Movie Meme Day 21 - Favorite romantic couple

At first glance I had no idea who I would pick for this day of the meme.  Do I pick Jack and Rose, Viola and Will S., or even Cecilia and Robbie, or Jack and Ennis (from Titanic, Shakespeare in Love, Atonement, and Brokeback Mountain, respectively)?   No, I had to pick Denys Finch Hatten and Karen Blixin, real-life lovers in Kenya in the 1920s.  Their love came to life on the big screen in Out of Africa from her written stories.  They never married, but once she separated from her husband, they lived together for several years, while maintaining their own careers.  The acting between Meryl Streep and Robert Redford (at his sexiest) is terrific.  You can tell from the first time they meet there are sparks between them, and when they can finally admit their love, it's just a terrifically romantic story.  Who knows how it would have ended up if he hadn't been killed in a plane crash in 1931.  It's done stunningly in the movie, with terrific music and a narration from Karen that just suddenly stops.  It rends your heart when she recites A.E. Houseman's "To an athlete dying young". 

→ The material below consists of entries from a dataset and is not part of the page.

PR #2853, opened 2026-08-21
Repair a mistagged setting instead of skipping the write that would fix it

ekholm:
**Stacked on #2778: the diff carries its commit until it merges; this PR is the two commits above it. #2778 is the emulation this is tested on — merging that first collapses this PR to its two top commits.**

NVS records the type a value was written under, and a typed read returns the caller's default when that tag does not match the getter. `BatteryEmulatorSettingsStore::saveX()` skipped the write whenever the current read equalled the new value — without checking the tag.

On a key stored under the wrong type, `getX()` reports the default rather than what is stored. So saving exactly the value the mistagged read reports compares equal, and the write is skipped. That write is the only thing that would have repaired the tag: `nvs_set_*` finds the existing entry whatever its type, writes the new one and deletes the old. The key stays mistagged, and every later boot reads the row default instead of the user's choice.

One value per type is affected — `0`, `false`, and `""`.

**Why it is worth fixing rather than noting:** `WIFIAPENABLED` defaults to **true**. A user switching the access point off writes `false`, which is exactly the value a u32-tagged key reports to `getBool()`. The save is skipped, and the device keeps booting with the AP on, indefinitely, with no symptom pointing at the cause.

A save is now skipped only when the stored tag matches the type being written, for all four savers: `saveBool`→`PT_U8` (`putBool` forwards to `putUChar`), `saveUInt`→`PT_U32`, `saveInt`→`PT_I32`, `saveString`→`PT_STR`.

### What this adds to the emulation, and why

Stacked on #2778, whose emulation already stores real values in real namespaces. Two things were still missing, and the fix needs both:

- **`getType()`.** The tag is precisely what a getter cannot tell you — on a mismatch it answers with the caller's default, so the mistagged case and the correct case are indistinguishable from the outside. `saveX()` has to ask directly.
- **A write counter.** The skip-identical optimisation is invisible from the stored value, so a test otherwise cannot tell "already correct, left alone" from "rewritten with the same value" — which is exactly what the two preservation tests below must distinguish.

### Tests

All four savers, each on its dangerous value, plus both directions of what must not change:

- an unchanged, correctly-tagged value is still skipped — otherwise every save cycle rewrites every key and the flash wears for nothing;
- the first save of a falsy value into a missing key is still written, which is what the existing `isKey()` guards are for.

Verified by reverting the four tag checks: the four repair cases fail, the two preservation cases pass.

No behaviour change for correctly-tagged keys — which is every key on a device that has only ever been written by this firmware; the repair path only engages where a tag is already wrong. How a key becomes mistagged in the first place is out of scope and not claimed to be fixed: this makes the condition self-healing on the next save rather than permanent.

### DIFF
--- a/Software/src/communication/nvm/comm_nvm.h
+++ b/Software/src/communication/nvm/comm_nvm.h
@@ -44,7 +44,7 @@ void clear_wifi_sta_settings();
 // runs them automatically (via constructor/destructor).
 class BatteryEmulatorSettingsStore {
  public:
-  BatteryEmulatorSettingsStore(bool readOnly = false) {
+  BatteryEmulatorSettingsStore(bool readOnly = false) : readOnly(readOnly) {
     if (!settings.begin("batterySettings", readOnly)) {
       set_event(EVENT_PERSISTENT_SAVE_INFO, 0);
     }
@@ -53,6 +53,9 @@ class BatteryEmulatorSettingsStore {
   ~BatteryEmulatorSettingsStore() { settings.end(); }
 
   void clearAll() {
+    if (readOnly) {
+      return;
+    }
     settings.clear();
     settingsUpdated = true;
   }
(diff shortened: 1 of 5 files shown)


jonny5532:
Neat solution, makes sense to me.

(Claude's comments are a bit OTT - it could just be:

`// Save setting if it doesn't exist yet, or overwrite if the existing type or value doesn't match`

although that is somewhat stylistic...)

ekholm:
Fair — adopted your wording.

 "To an athlete dying young"  A.E. Houseman
The time you won your town the race  
We chaired you through the market-place;  
Man and boy stood cheering by,  
And home we brought you shoulder-high.  
 
To-day, the road all runners come,          
Shoulder-high we bring you home,  
And set you at your threshold down,  
Townsman of a stiller town.  
  
Smart lad, to slip betimes away  
From fields where glory does not stay, 
And early though the laurel grows  
It withers quicker than the rose.  
  
Eyes the shady night has shut  
Cannot see the record cut,  
And silence sounds no worse than cheers  
After earth has stopped the ears:  
  
Now you will not swell the rout  
Of lads that wore their honours out,  
Runners whom renown outran  
And the name died before the man.   
  
So set, before its echoes fade,  
The fleet foot on the sill of shade,  
And hold to the low lintel up  
The still-defended challenge-cup.  
  
And round that early-laurelled head  
Will flock to gaze the strengthless dead,  
And find unwithered on its curls  
The garland briefer than a girl's.

2 comments:

Buttercup said...

This is hard. Definitely need some conversation to go over the infinite possibilities. The first couple that popped into my mind is Annette Benning and Michael Douglas in "American President" and then more classically Humphrey Bogart and Ingrid Bergman and then Audrey Hepburn and either Gregory Peck -- love "Roman Holiday" or with Albert Finney in "Two for the Road."

Jess said...

Buttercup, I think there are so many - I love "the American President" so that could have been the choice.